How many lines in the data below contain the string "native"? Answer with the number only.

━━━ Excerpted records ━━━

PR #9891, opened 2026-06-17
python: build a PyPI-publishable Pyodide (PEP 783) wheel

alcides:
## Summary

z3 already builds under Pyodide (there is a `pyodide.yml` workflow and an
`IS_PYODIDE` path in `setup.py`), but that path uses `pyodide build` and produces
a wheel tagged `emscripten_<pyodide-version>_wasm32`, which is pinned to a single
Pyodide release and rejected by PyPI — so today it's only usable as a CI artifact.

[PEP 783](https://peps.python.org/pep-0783/) introduced the portable
`pyemscripten_<date>_wasm32` platform tag that **PyPI accepts** and `micropip` can
install at runtime. This makes `z3-solver` build that wheel via
`cibuildwheel --platform pyodide`.

## Changes

- **`setup.py`** — for the emscripten target, use the wheel platform tag that
  pyodide-build provides verbatim via `_PYTHON_HOST_PLATFORM` (e.g.
  `pyemscripten_2026_0_wasm32`) instead of reconstructing an `emscripten_*` tag.
  Falls back to the previous behaviour when that env var is absent.
- **`setup.py` / `CMakeLists.txt` / `pyproject.toml`** — switch the Pyodide build
  from JS-based exceptions (`-fexceptions`, `-sDISABLE_EXCEPTION_CATCHING=0`) to
  **native wasm exception handling** (`-fwasm-exceptions -sSUPPORT_LONGJMP=wasm`),
  matching the ABI of the Pyodide 314 / emscripten 5 main module. With the old
  flags `libz3.so` imports `invoke_*` trampolines the runtime no longer provides,
  so the wheel builds but the first `Z3_mk_config` call fails at runtime with
  `Dynamic linking error: cannot resolve symbol invoke_vi`.
- **`pyproject.toml`** — add `[tool.cibuildwheel]` / `[tool.pyodide.build]` so
  `cibuildwheel --platform pyodide` builds and tests the wheel (`cp314`).
- **`.github/workflows/pyodide-pypi.yml`** (new) — build with cibuildwheel and
  publish to PyPI (trusted publishing) on tags. Existing `pyodide.yml` unchanged.

## Verification

Built with `cibuildwheel 4.1.0` / `pyodide-build 0.35.0` / `emscripten 5.0.3`,
CPython 3.14 / Pyodide 314:

- Produces `z3_solver-4.17.0.0-py3-none-pyemscripten_2026_0_wasm32.whl`.
- `z3test.py` passes in the Pyodide runtime (node + wasm32).
- Installed via `micropip` and solves SMT problems both under node and in a
  browser (`sat` with a model, `unsat` for a contradiction).

🕵️‍♂️ Reviewed by [Alcides Fonseca](https://wiki.alcidesfonseca.com)

### DIFF
--- a/src/api/python/pyproject.toml
+++ b/src/api/python/pyproject.toml
@@ -1,3 +1,29 @@
 [build-system]
 requires = ["setuptools>=70"]
 build-backend = "setuptools.build_meta"
+
+# --- Pyodide / WebAssembly (PEP 783) build configuration ---------------------
+# Consumed by pyodide-build (invoked directly or via `cibuildwheel --platform
+# pyodide`). These flags are forwarded to the emscripten toolchain that compiles
+# libz3 to wasm32. setup.py's IS_PYODIDE branch appends the same -fexceptions
+# flags defensively, but declaring them here is what cibuildwheel relies on.
+# Pyodide 314 / emscripten 5 builds its main module with *native wasm*
+# exception handling and wasm longjmp (see Pyodide's Makefile.envs). Side
+# modules like libz3.so MUST match that ABI: building with the legacy
+# `-fexceptions` (JS-based EH) makes libz3 import `invoke_*` trampolines that the
+# Pyodide runtime no longer provides -> "cannot resolve symbol invoke_vi" at the
+# first Z3 call. WASM_BIGINT is required because the Z3 C API passes 64-bit ints
+# across the ctypes/JS boundary.
+[tool.pyodide.build]
+cflags = "-fwasm-exceptions -sSUPPORT_LONGJMP=wasm"
+cxxflags = "-fwasm-exceptions -sSUPPORT_LONGJMP=wasm"
+ldflags = "-fwasm-exceptions -sSUPPORT_LONGJMP=wasm -sWASM_BIGINT"
+
+# --- cibuildwheel: produce a PyPI-publishable pyemscripten wheel -------------
+[tool.cibuildwheel]
+# Pyodide 314 ships CPython 3.14; match the single ABI it targets.
+build = "cp314-*"
+
+[tool.cibuildwheel.pyodide]
+# z3test.py is the upstream smoke test; run it inside the Pyodide test venv.
+test-command = "python {project}/z3test.py z3"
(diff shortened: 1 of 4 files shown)


alcides:
@microsoft-github-policy-service agree company="University of Lisbon"

src/api/python/pyproject.toml
```diff
@@ -1,3 +1,29 @@
...
+# across the ctypes/JS boundary.
+[tool.pyodide.build]
+cflags = "-fwasm-exceptions -sSUPPORT_LONGJMP=wasm"
+cxxflags = "-fwasm-exceptions -sSUPPORT_LONGJMP=wasm"
+ldflags = "-fwasm-exceptions -sSUPPORT_LONGJMP=wasm -sWASM_BIGINT"
+
+# --- cibuildwheel: produce a PyPI-publishable pyemscripten wheel -------------
+[tool.cibuildwheel]
+# Pyodide 314 ships CPython 3.14; match the single ABI it targets.
+build = "cp314-*"
```
NikolajBjorner, line 25: we have to change this with new versions of Python?

NikolajBjorner:
@alcides - do you know what happened to the nightly build?

src/api/python/pyproject.toml
alcides: Unfortunately, it's static. But my guess is that you can keep the oldest version supported (or the latest, probably in this case).

alcides:
The build used an older version of pyodide, which is incompatible with these changes. I create #9931 to fix this.

Pyodide and emscripten do not support all versions of Python. My recommendation would be for z3 to support the latest stable version of Python (3.14 right now) that matches the latest stable version of pyodide. Keeping all versions working looks like a little hell, until this python-in-wasm thing stabilizes.

My experience tells me that the browser/javascript communities moves fast with new releases, while Python can have multiple older applications running successfully (I know several python2 scripts and apps running in production today). Even [if that comes at the cost of vulnerabilities](https://safedep.io/mini-shai-hulud-strikes-again-314-npm-packages-compromised/).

━━━

→ Reply to the exercise
2